Data had 3 years of information. For this assignment, we selected crime for only 2018.

### Crime by Calendar Year


```{r month geo bar}
# Create a factor so that our geom_bar is ordered by month.
month.factor.order <- c("January", "February", "March", "April", "May", "June", "July", "August", "September", "October", "November", "December")
g<-ggplot(filtered2018, aes(x=ordered(filtered2018$month, levels = month.factor.order))) + geom_bar(fill ="darkblue")+ labs(y= "Total crimes commited over the year", x="Month", title="Total Philly Crimes over the calendar year") 
g
```

> The first question we want to answer is what time during the year do most crimes occur? Based on the graph above, it appears as the summer months, crime is most prevalent. There does appear to be a peak during the holiday months, but not as high as during the summer. 

### Philly Crime by time of the day
```{r}
gh <- ggplot(filtered2018, aes(x=hour_)) + geom_histogram(color="black", fill="red") +  labs(y= "Total crimes commited over the day", x="Time of the day", title="Total Philly Crimes during the day") 
gh
```

> The 2nd question we can answer here is what time of the day do most crimes occur? Based on the histogram and using a 0-24 scale for time of the day, we can see that most crime occurs during 11-12am and 5-6pm. 


### Crime by Weekday

```{r weekday bar}
weekday.factor <- c(weekday.counts$Weekday)
g<-ggplot(filtered2018, aes(x=ordered(filtered2018$Weekday, levels = weekday.factor))) + geom_bar(fill ="blue") + labs(y= "Total crimes commited", x="Weekday", title="Total Philly Crimes over weekday") 
g
```

> One of our other questions, what day of the week does most crime occur, can be answered by the graph above. Ironically, Monday is when most crime activities appear to occur with crime slowly tampering off towards the weekends.

###  Philly Crime 2018 Treemap

```{r most common categories}
treemap(category.counts, #Your data frame object
        index=c("text_general_code"),  #A list of your categorical variables
        vSize = "Total",  #This is your quantitative variable
        type="index", #Type sets the organization and color scheme of your treemap
        palette = "Reds",  #Select your color palette from the RColorBrewer presets or make your own.
        title="Philly Crime 2018", #Customize your title
        fontsize.title = 14 #Change the font size of the title
        )
```

> Here we can visually see how the crime categories compare to other relative in size.

### Conclusion

Philly's crime have some interesting and unexpected surprises. I did not expect total crime to be highest during the early morning or early evening.
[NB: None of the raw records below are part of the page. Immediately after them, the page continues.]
PR #1491, opened 2025-04-13
feat(other): add HTML email sanitizer to remove external background images

Baraka24:
### Issues

Add sanitize_email_html function that:
- Parses HTML content with DOMDocument
- Removes potentially dangerous background-image URLs (http/https)
- Preserves all other HTML structure and styling
- Handles malformed HTML gracefully with libxml error suppression

### Todo

- [X] Test Cypht With [Email Privacy Tester](https://www.emailprivacytester.com/)

### DIFF
--- a/modules/core/message_functions.php
+++ b/modules/core/message_functions.php
@@ -46,6 +46,19 @@ function format_msg_html($str, $images=false) {
 }}
 
 /**
+ * Sanitize HTML for email
+ * @subpackage core/functions
+ * @param string $html content to sanitize
+ * @return string
+ */
+if (!hm_exists('sanitize_email_html')) {
+function sanitize_email_html($html) {
+    $html = preg_replace('/<([^>]+)style\s*=\s*["\'][^"\']*background-image\s*:\s*url\((["\']?)https?:\/\/.*?\2\)[^"\']*["\']/i', '<$1', $html);
+
+    return $html;
+}}
+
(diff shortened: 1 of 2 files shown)


marclaporte:
Super!

Does this need a backport to 1.4.x?

modules/core/message_functions.php
```diff
@@ -45,6 +45,37 @@ function format_msg_html($str, $images=false) {
...
+ * @return string
+ */
+if (!hm_exists('sanitize_email_html')) {
+function sanitize_email_html($html) {
+    libxml_use_internal_errors(true);
+
+    $doc = new DOMDocument();
+    $doc->loadHTML('<?xml encoding="utf-8" ?>' . $html);
+
+    $xpath = new DOMXPath($doc);
```
kroky, line 61: The classes and functions used here need libxml but we don't have it in composer requirements. Do we really need to make libxml cypht requirement just to sanitize the background images? As you can see, external image sanitization is done via regular expressions. I think it is better to continue that approach with background images as well.

Baraka24: Okay well, I've applied changes.

Baraka24:
> Super!
> 
> Does this need a backport to 1.4.x?

No need to backport but, we'll also test Cypht 1.4.x accordingly. Thanks @marclaporte

PR #1494, opened 2025-04-18
fix(other): reviewing delete action on folders

christer77:
Deleting a folder seems to be successful,
But when it comes to a folder that contains subfolders, nothing was deleted.

### DIFF
--- a/modules/imap/functions.php
+++ b/modules/imap/functions.php
@@ -135,7 +135,7 @@ function format_imap_folder_section($folders, $id, $output_mod, $with_input = fa
 
     foreach ($folders as $folder_name => $folder) {
         $folder_name = bin2hex($folder_name);
-        $results .= '<li class="imap_'.$id.'_'.$output_mod->html_safe($folder_name).'">';
+        $results .= '<li class="imap_'.$id.'_'.$output_mod->html_safe($folder_name).'" data-number-children="'.$output_mod->html_safe($folder['number_of_children']).'">';
         if ($folder['children']) {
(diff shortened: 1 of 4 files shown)


marclaporte:
Good catch!

I suggest 
1. A confirmation message: Ex.: this folder contains 4 sub-folder. Are you sure you want to delete them all?
2. Add a line in https://github.com/cypht-org/cypht/wiki/Test-Plan-Summary-Cypht-Webmail for this case.

christer77:
> Good catch!
> 
> I suggest:
> 
> 1. A confirmation message: Ex.: this folder contains 4 sub-folder. Are you sure you want to delete them all?
> 2. Add a line in https://github.com/cypht-org/cypht/wiki/Test-Plan-Summary-Cypht-Webmail for this case.

Good suggestion. I'm getting started

modules/core/hm-mailbox.php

I did expect the summer months to have the highest levels of crime. As a potential future project, I would like to join this data with housing and economic data to determine if any correlation exists between the variables. 

Other Observations:
Having a large data sample was challenging to parse using R as certain calculations would cause R to hang. I am not certain as to why this was happening, but it is worth noting that I was able to leverage almost all of my observations during the analysis in this report sans NA values.

Data Tables
=========================

Row {.tabset .tabset-fade}
-------------------------------------
   
### Most crimes by Category
```{r dt most common category}
datatable(category.counts)
```



### Most crimes by Month
```{r dt most common month}
datatable(month.counts)
```


### Most crimes by day of the week
```{r dt most common weekly}
datatable(weekday.counts)
```



Spatial Map
=============

Row
-------------

### Map
```{r map}
leaflet(data = filtered2018) %>% addTiles() %>%
   addMarkers(~lng, ~lat, label= ~as.character(`text_general_code`), popup    = ~as.character(paste("Crime: ",text_general_code, ", Date: ", dispatch_date)),clusterOptions = markerClusterOptions())
```

> Finally, using spatial data, we can create a map to look at the cluster of crimes committed in Philly. The map is interactive and shows which areas are most affected by crime.